YOUR INSTRUCTIONS:
Every line of the entries below from the one containing "3 jobs for ci.yml" to the one containing "jobs it could", both ends included, must be written out exactly. No other line belongs in the answer.

[Dataset entries]
################

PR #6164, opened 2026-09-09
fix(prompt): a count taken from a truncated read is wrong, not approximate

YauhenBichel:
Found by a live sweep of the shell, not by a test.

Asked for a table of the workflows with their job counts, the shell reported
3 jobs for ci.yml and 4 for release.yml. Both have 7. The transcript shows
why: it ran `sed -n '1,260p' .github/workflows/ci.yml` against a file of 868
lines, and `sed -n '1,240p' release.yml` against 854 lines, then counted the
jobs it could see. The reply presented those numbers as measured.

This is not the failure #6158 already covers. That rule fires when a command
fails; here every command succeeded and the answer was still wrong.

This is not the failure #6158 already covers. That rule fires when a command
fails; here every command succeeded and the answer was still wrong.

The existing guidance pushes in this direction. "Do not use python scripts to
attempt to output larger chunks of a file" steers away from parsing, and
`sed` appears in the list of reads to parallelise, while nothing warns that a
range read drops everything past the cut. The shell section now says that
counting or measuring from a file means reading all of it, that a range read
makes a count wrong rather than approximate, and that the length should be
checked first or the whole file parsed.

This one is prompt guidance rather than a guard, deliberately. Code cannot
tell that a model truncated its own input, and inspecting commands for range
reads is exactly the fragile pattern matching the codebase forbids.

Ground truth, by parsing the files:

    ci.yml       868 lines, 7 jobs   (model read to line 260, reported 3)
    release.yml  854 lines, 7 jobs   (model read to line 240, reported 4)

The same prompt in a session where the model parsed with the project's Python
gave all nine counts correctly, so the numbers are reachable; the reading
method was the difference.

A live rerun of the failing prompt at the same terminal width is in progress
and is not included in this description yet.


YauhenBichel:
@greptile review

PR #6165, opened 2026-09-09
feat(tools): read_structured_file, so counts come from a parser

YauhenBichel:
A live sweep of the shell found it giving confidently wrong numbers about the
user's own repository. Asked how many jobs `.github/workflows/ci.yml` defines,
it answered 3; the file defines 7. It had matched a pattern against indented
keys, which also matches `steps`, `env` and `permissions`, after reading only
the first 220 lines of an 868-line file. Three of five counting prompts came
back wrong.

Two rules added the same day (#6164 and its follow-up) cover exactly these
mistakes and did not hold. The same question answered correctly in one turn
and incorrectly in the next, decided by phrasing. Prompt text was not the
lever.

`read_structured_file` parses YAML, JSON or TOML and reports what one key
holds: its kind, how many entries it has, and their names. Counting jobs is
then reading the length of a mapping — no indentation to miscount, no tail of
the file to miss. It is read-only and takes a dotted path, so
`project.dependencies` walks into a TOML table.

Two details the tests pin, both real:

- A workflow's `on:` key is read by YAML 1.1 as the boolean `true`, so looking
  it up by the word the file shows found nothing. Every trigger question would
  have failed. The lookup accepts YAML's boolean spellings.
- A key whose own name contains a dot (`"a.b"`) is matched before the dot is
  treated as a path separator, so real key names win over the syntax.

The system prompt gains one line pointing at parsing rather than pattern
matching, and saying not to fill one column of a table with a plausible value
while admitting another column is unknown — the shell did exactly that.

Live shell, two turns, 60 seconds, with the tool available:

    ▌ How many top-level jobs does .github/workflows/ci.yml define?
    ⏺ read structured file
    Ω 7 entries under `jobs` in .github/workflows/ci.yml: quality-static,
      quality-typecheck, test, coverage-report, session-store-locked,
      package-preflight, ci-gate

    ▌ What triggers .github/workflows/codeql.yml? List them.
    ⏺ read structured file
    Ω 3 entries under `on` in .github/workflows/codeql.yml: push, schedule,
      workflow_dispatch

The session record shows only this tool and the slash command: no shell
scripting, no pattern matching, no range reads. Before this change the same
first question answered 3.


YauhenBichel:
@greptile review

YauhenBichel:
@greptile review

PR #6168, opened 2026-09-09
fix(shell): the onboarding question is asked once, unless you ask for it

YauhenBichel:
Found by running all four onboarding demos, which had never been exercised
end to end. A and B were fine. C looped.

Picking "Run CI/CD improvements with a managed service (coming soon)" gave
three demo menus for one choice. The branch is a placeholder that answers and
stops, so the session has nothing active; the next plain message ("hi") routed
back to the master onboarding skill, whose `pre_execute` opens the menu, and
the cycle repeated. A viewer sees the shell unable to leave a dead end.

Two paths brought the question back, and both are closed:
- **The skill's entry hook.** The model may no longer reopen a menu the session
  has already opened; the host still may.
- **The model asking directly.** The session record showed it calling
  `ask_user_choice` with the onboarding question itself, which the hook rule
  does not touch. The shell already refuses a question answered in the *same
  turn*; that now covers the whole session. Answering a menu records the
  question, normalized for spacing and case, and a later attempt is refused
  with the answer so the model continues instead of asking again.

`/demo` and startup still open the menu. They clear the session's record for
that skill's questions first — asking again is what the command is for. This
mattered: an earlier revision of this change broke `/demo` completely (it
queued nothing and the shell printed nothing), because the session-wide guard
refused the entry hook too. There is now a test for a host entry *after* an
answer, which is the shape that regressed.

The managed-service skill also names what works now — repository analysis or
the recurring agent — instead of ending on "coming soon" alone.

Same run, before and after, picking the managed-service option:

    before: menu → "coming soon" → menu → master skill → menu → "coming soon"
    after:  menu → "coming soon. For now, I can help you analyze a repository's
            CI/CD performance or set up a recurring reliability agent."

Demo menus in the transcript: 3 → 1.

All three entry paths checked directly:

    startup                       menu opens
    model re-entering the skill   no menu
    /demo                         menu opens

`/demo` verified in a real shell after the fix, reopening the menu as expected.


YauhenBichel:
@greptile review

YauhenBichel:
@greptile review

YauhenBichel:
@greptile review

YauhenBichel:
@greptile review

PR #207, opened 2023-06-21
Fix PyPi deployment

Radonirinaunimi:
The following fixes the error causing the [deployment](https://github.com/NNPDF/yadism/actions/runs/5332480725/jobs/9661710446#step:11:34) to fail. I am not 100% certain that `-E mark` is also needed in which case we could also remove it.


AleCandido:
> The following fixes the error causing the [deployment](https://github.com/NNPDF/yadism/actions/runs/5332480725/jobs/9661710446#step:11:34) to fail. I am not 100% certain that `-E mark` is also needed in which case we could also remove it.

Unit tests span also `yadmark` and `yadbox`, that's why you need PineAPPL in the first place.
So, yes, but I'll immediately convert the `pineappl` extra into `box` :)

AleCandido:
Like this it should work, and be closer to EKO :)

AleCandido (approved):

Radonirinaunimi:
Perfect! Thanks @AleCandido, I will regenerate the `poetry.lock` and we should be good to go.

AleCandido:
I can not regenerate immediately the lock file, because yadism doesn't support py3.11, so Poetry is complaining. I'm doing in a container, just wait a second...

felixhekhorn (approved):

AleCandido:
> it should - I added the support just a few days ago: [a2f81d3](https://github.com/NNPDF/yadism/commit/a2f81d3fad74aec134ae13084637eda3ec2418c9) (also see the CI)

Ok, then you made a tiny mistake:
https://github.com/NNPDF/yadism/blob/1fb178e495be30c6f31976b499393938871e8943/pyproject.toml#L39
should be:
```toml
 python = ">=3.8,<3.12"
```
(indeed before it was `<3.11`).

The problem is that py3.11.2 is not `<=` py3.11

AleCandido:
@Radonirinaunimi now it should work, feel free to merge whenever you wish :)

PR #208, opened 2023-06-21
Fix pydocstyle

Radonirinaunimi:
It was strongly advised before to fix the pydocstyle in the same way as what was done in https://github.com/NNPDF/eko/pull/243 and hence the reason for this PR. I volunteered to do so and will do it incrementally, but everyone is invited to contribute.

################

ANSWER TO THIS TASK:
3 jobs for ci.yml and 4 for release.yml. Both have 7. The transcript shows
why: it ran `sed -n '1,260p' .github/workflows/ci.yml` against a file of 868
lines, and `sed -n '1,240p' release.yml` against 854 lines, then counted the
jobs it could see. The reply presented those numbers as measured.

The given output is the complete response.